HYBRID VLSI ARCHITECTURE FOR HIGH-RESOLUTION IMAGE PROCESSING

High-resolution image processing needs have increased in applications that involve medical diagnostics along with satellite imaging and real-time video surveillance and autonomous systems. Real-time operation must be achieved alongside minimum power usage to maintain superior image quality in current programming scenarios. A new VLSI architecture emerges which joins ASIC and FPGA technology advantages to attain optimization of high-resolution image processing operations. The architecture implements two stages of data processing through a combined ASIC and FPGA framework which positions these hardware elements to handle specific computational and adaptive and parallel tasks.
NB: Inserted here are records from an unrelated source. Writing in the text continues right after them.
PR #360, opened 2023-11-22
change DeliverTx to take typed tx

codchen:
- To avoid multiple deserialization, as well as adding cached values to sdk.Tx
- Add new acl constants for evm subprefixes
- Add a new bank send method that doesn't automatically create accounts
unit tests & local sei integration


stevenlanders:
(@udpatil note this probably will affect OCC's deliverTxBatch interface when we eventually merge these together)

baseapp/baseapp.go
```diff
@@ -942,7 +939,7 @@ func (app *BaseApp) runTx(ctx sdk.Context, mode runTxMode, txBytes []byte) (gInf
 		// NOTE: Alternatively, we could require that AnteHandler ensures that
 		// writes do not happen if aborted/failed.  This may have some
 		// performance benefits, but it'll be more difficult to get right.
-		anteCtx, msCache = app.cacheTxContext(ctx, txBytes)
+		anteCtx, msCache = app.cacheTxContext(ctx, checksum)
```
jewei1997, line 942: Can you explain why we use the SHA256 over the txBytes?

codchen: @jewei1997 in `cacheTxContext`, `txBytes` is only used to calculate its sha256, so we just pass in the calculated sha256 directly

The solution method leads to faster processing alongside lower power usage and shorter latency periods along with no reduction in image quality. Experimental testing indicates that the proposed system reaches 60 frames per second (FPS) processing speed coupled with 150 mW power consumption and 20 millisecond latency alongside 180 megapixels per second (MPixels/s) throughput achievement. The proposed approach delivers exceptional image quality performance as shown by PSNR metric of 38.5 dB and SSIM of 0.92. The new proposed structure offers superior performance compared to ASIC-only and FPGA-only and hybrid VLSI designs and emerges as a favorable technology for high-resolution real-time imaging applications.